Calculations are made without rounding off.

Table 4: Individual permeability scores, corrected

Treatment	Dilution factor	Negative control corrected OD490 1#	Negative control corrected OD490 2#	Negative control corrected OD490 3#	Negative control corrected OD490 Average	Negative control corrected final OD490	Average OD
Positive control	1	1.471	1.476	1.480	1.475	1.475	1.594
	6	0.273	0.271	0.270	0.271	1.627
	6	0.206	0.236	0.398	0.280	1.679
	1	0.174	0.172	0.172	0.172	0.172
Test item	1	0.009	0.005	0.002	0.005	0.005	0.070
	1	0.032	0.032	0.031	0.031	0.031

Calculations are made without rounding off. #OD490 values corrected for the mean final negative control permeability (0.006).

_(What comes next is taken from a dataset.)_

PR #168, opened 2026-08-18
fix(build): unbreak npm run dist on Python 3.12+ — electron-builder pins a distutils-era node-gyp

Maev4l:
## What & why

`npm run dist:mac` (and `dist:win` / `dist:linux`) dies during packaging, in node-pty's native rebuild:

Table 5: In Vitro Irritancy Score

Treatment	Final Opacity#	Final OD490#	In vitro Irritancy Score*
	5.5	0.009	5.6
Negative control	2.8	0.014	3.1
	0.6	-0.004	0.5
	150	1.475	172
Positive control	143	1.627	168
	159	1.679	184
	-3.7	0.172	-1.1
Test item	-4.5	0.005	-4.4
	-3.0	0.031	-2.5

* In vitro irritancy score (IVIS) = opacity value + (15 x OD490 value). # Positive control and test item are corrected for the negative control.

Table 6: Historical control data

	Negative control			Positive control
	Opacity	Permeability	In vitro Irritancy Score	In vitro Irritancy Score
Range	-2.60 - 6.20	-0.011 - 0.081	-2.70 - 6.30	86 - 251
Mean	1.16	0.012	1.35	150
SD	1.78	0.012	1.83	28
n	180	180	180	183

SD = Standard deviation n = Number of observations The above mentioned historical control data range of the Controls were obtained by collecting all data over the period of Nov 2017 to Nov 2020.

Applicant's summary and conclusion

Interpretation of results:

other: CLP/EU GHS criteria not met, no classification required according to Regulation (EC) 1272/2008.

Conclusions:

The irritation potential of the test substance was assessed in the BCOP assay. Application of the test substance to bovine corneae resulted in a calculated mean IVIS of -2.7. All validity criteria were within acceptable limits. Thus, the test substance is considered to be non-corrosive.